Core Concepts
The core message of this paper is to develop a reinforcement learning framework that learns policies that maximize reward while minimizing the disclosure of sensitive state variables through the agent's actions.
Abstract
The paper introduces a reinforcement learning (RL) framework that learns policies that maximize reward while minimizing the disclosure of sensitive state variables through the agent's actions. The key ideas are:
Formulate the problem as a constrained optimization problem, where the objective is to maximize reward while constraining the mutual information between the agent's actions and the sensitive state variables.
Develop several gradient estimators to efficiently optimize this constrained objective, including a model-based estimator, a model-free upper bound estimator, and a reparameterization-based estimator for differentiable environments.
Demonstrate the effectiveness of the approach on a variety of tasks, including a tabular web connection problem, a 2D continuous control task, and high-dimensional simulated robotics tasks. The learned policies are able to effectively hide the sensitive state variables while maintaining high reward.
Compare the approach to differentially private RL and a previous mutual information regularization method, showing the advantages of the proposed mutual information constraint formulation.

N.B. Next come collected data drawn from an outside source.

PR #162, opened 2026-07-01
feat(agents): multi-agent config schema + per-agent auth (ADR 0027 slice 1)

forge-rubigd:
Slice 1 of 4 implementing ADR 0027 (multi-agent tenancy). Schema + authentication + backward-compat only; grant enforcement lands in later slices.

## What this slice does
- **New `agentcfg` package**: parses the `agents:` list beside `inboxes:`. Each agent = a login name, a `grants:` list of `{inbox, access:[read,send]}`, and a `default_inbox`. Passwords are never in config — read from `DARBAAN_AGENT_<NAME>_PASSWORD` (ADR 0012).
- **Validation** (mirrors the `inboxcfg` pattern):
  - unique agent names;
  - unique password-env names — the many-to-one mangle (`a-b` and `a_b` both fold to `..._A_B_...`) must not silently share a secret, so a collision is rejected at load;
  - well-formed grants: non-empty, each inbox configured, granted at most once, access ⊆ {read, send};
  - exactly one resolvable `default_inbox` **with read access** — explicit field, or a `default: true` grant, or inferred from a lone read grant; ambiguous (≥2 read grants, no default) is rejected, and a send-only default is rejected (an un-`SELECT`able INBOX).
- **Per-agent authentication**: a new `Auth`/`Principal` type in the listener replaces the single `Credential`. IMAP `LOGIN` and SMTP `AUTH` resolve the presented username to an agent and compare its password constant-time; an unknown username still runs a fixed comparison, so auth fails identically whether the username or password was wrong (no enumeration oracle). The authenticated agent name is stamped on the submission (`Submission.Agent`).
- **Backward compat**: with no `agents:` list, a single implicit agent (`DARBAAN_AGENT_PASS`) is granted every inbox read+send — the current single-agent path, unchanged.

## What this slice deliberately does NOT do
- No grant **enforcement** yet: `LIST`/`SELECT` are not grant-gated and send is not scoped (slices 2/3).
- No principal / mail-owner decoupling and no per-agent `INBOX` (slice 2).
- No audit acting-agent id (slice 4).

A multi-agent config authenticates per-agent but is not yet isolated; the feature is not deployed until all four slices land + a release is cut, so the intermediate state never ships.

## Tests
- `agentcfg`: parse, all validation error paths (dup name, env collision, grant errors), and every `default_inbox` resolution + error case.
- `listener`: per-agent `Verify` (own creds only), wrong-password, unknown-username, empty-auth; the existing SMTP acceptance test now asserts the authenticated agent name is stamped on the queued message.

Cross-package touch: `cmd/darbaan/main.go` wiring (build principals from config / implicit agent, pass `Auth` to both faces) and the two `listener` test files updated for the `Credential`→`Auth` signature change.

### DIFF
--- a/cmd/darbaan/main.go
+++ b/cmd/darbaan/main.go
@@ -30,6 +30,7 @@ import (
 	"github.com/alecthomas/kong"
 
 	"github.com/yaad-index/darbaan/internal/admin"
+	"github.com/yaad-index/darbaan/internal/agentcfg"
 	"github.com/yaad-index/darbaan/internal/audit"
 	"github.com/yaad-index/darbaan/internal/backend"
 	"github.com/yaad-index/darbaan/internal/bounceguard"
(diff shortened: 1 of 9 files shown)


yaad-rubigd (approved):
Approved. Slice 1 is clean and correctly scoped to schema + auth only, no premature enforcement. agentcfg validation is thorough: unique names, env-collision rejection via the shared PasswordEnv mangle (single source of truth for runtime lookup and the load-time guard, so they can't diverge), well-formed grants, and DefaultInbox resolution covering explicit/marked/inferred with the requires-read and ambiguity rules we asked for. auth.go does constant-time compare with a dummy-password path for unknown usernames (no enumeration oracle) and SingleAuth preserves the back-compat single-agent path; resolvePrincipals falls back to the implicit DARBAAN_AGENT_PASS agent when agents: is absent, unchanged. Login sites wire cleanly to Verify. Tests cover parse, no-agents, env collision, validation failure modes, default resolution, and cross-agent auth isolation. Good foundation for slices 2-4.

sora-rubigd (approved):

PR #164, opened 2026-07-01
feat(agents): IMAP read-scoping + per-agent INBOX (ADR 0027 slice 2a)

forge-rubigd:
Slice 2a of 4 (slice 2 split into 2a/2b per review). Read-face grant enforcement + per-agent mailbox naming. **No stored data is touched** — that (owner decoupling + one-time rekey + bounce two-key-space union) is slice 2b.

## What this slice does
- **Grants → session**: `Principal` now carries `DefaultInbox` + read/send grant sets; `Auth.Verify` returns the matched principal so the IMAP session knows who is connected.
- **IMAP read-scoping**:
  - `LIST` returns only the inboxes the connecting agent has read on;
  - `SELECT`/`STATUS` on an inbox the agent lacks read on returns no-such-mailbox — indistinguishable from a name that doesn't exist (privacy by omission);
  - the agent's `default_inbox` is exposed as `INBOX` (per-principal naming); every other granted inbox by its own name; the `default_inbox` is reachable **only** as `INBOX`, never by its own name.
- **Back-compat**: an unrestricted principal (nil grants — the implicit single agent, and the listener tests) reads every inbox and maps the global default to `INBOX`, exactly as today.

## What this slice deliberately does NOT do
- No principal / mail-owner decoupling, no owner rekey, no bounce two-key-space union (slice 2b — the data-touching, focused-review half).
- No SMTP send-scoping (slice 3).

The key insight is that by directly optimizing the mutual information between actions and sensitive state, the agent can learn policies that intelligently plan ahead to reduce information disclosure, going beyond simply adding noise. This allows achieving high reward while satisfying strong privacy guarantees.
Stats
The paper does not contain any explicit numerical data or statistics to support the key claims. The results are presented qualitatively through visualizations of the learned policies and their behavior.
Quotes
"We formulate this privacy-constrained RL problem as an optimization problem with an additional regularizer on the mutual information between a function of the action at and a function of the protected state ut at each timestep t, induced under the learned policy q."
"Optimizing this regularizer is not straightforward since it is distribution-dependent (unlike the reward), and involves marginalization over the non-sensitive state."
"Experiments show that our constrained optimization finds the optimal privacy-constrained policy in an illustrative tabular environment and hides sensitive state in a continuous control problem. Finally, we show that the reparameterized estimator can find policies which effectively hide the sensitive state in high-dimensional (simulated) robotics tasks."